The book, produced in conjunction with the Imperial War Museum, boasts 150 rare maps from the museum’s archives, many of which have not seen the light of day in more than 90 years.
When, in 1914, the war plans of the great powers fell to pieces and trench warfare took hold, precise information about the enemy’s rear areas, artillery positions and strongpoints were required if the deadlock was to be broken.
This required the production of maps, produced with the aid of aerial observation, which throughout the war became an integrated part of the ‘weapon’s system’ each side employed and, according to Chasseaud, was a revolution in military affairs.
This is a really impressive book which covers a previously understudied aspect of the Great War in an analytical and succinct way.
The maps which feature in the book are as varied as they are rare.

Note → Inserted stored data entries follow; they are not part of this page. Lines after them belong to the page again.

PR #8699, opened 2025-07-20
fs: allow global variables to be overriden or set on backend creation

### LINKED ISSUE #8563: Support `--ca-cert` functionality as config option

```console
paul@monkeywrench:~$ rclone version
rclone v1.60.1-DEV
- os/version: debian 12.11 (64 bit)
- os/kernel: 6.1.0-35-amd64 (x86_64)
- os/type: linux
- os/arch: amd64
- go/version: go1.19.8
- go/linking: dynamic
- go/tags: none
paul@monkeywrench:~$ 
```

Including trench maps from 1:40,000 scale to the immensely detailed 1:10,000 developed to aid pin-pointing the exact location of enemy strongpoints, breastworks and machine-gun nests.
There are extracts of maps from period magazines and newspapers from all nations such as a reproduction from the Daily Mail in 1919 of Zeppelin and air attacks on London.
The book not only covers the more well-known offensives at Ypres and the Somme but also how maps were used in the lesser-known theatres such as the Eastern and Italian Fronts as well as fighting in Mesopotamia, Gallipoli and naval actions across the globe.
This book would be an investment well worth making for anyone who wanted to understand the war from a different, but intriguing, angle.